Is YouTube making a play in the livestreamed video game world? It has offered to buy eSports streaming portal Twitch for more than $1 billion, according to a Variety report. The deal, which would be the largest acquisition ever for YouTube, could be announced soon.
However, The Wall Street Journal said the companies' talks are only preliminary. A purchase price has not been revealed, and the WSJ said that Twitch was also considering raising funds instead of selling.
Both YouTube and Twitch declined to comment on the reports.
Twitch, spun off from Justin.TV in June 2011, has become a popular online hub for gaming-related video content. It averages 45 million unique visitors a month who watch about 106 minutes of livestreamed video a day, according to the company.
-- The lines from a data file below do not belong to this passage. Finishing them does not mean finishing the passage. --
PR #7240, opened 2024-11-15
https://issues.redhat.com/browse/ACM-14961

oafischer:
2.12 only

### DIFF
--- a/clusters/release_notes/mce_known_issues.adoc
+++ b/clusters/release_notes/mce_known_issues.adoc
@@ -340,7 +340,7 @@ If you define configurations in the `ManagedClusterAddon` to override some confi
 progressing... mca and work configs mismatch
 ----
 
-When you check the `ManagedClusterAddon` status, part of the configurations has an empty `spec` hash, even if the configurations exist. See the following example:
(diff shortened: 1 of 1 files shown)


clusters/release_notes/mce_known_issues.adoc
```diff
@@ -330,6 +330,55 @@ When you upgrade an {ocp-short} Dedicated cluster by using the `ClusterCurator`
...
+=== `ManagedClusterAddon` status becomes stuck
+
+If you define configurations in the `ManagedClusterAddon` to override some configurations in the `ClusterManagementAddon`, the `ManagedClusterAddon` might become stuck at the following status:
+
+[source,bash]
+----
+progressing... mca and work configs mismatch
+----
+
+When you check the `ManagedClusterAddon` status, part of the configurations have an empty `spec` hash, even if the configurations exist. See the following example:
```
jc-berger: if "have" is the verb for the subject, "part" then I believe it should be "has" and maybe adding "a" before part would help since it's singular. 

```suggestion
When you check the `ManagedClusterAddon` status, a part of the configurations has an empty `spec` hash, even if the configurations exist. See the following example:
```

jc-berger (approved):
/lgtm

But YouTube might be most interested in Twitch's ability to keep viewers glued to ads. The site gets 400 million to 500 million ad impressions a month and an impressive 90-plus percent completion rate. The industry average is a little less than 50 percent, per media mobile ad serving and analytics company Celtra.
Advertisers have been wary of YouTube, an issue that parent company Google is trying to address with Google Preferred, a new premium offering that allows brands to place promos against the top 1 percent and 5 percent of YouTube's videos.
Twitch raised an additional $20 million in series C funding in late September 2013. It also let go of CBS Interactive's ad inventory in June 2013 in order to pursue its own internal advertising ventures.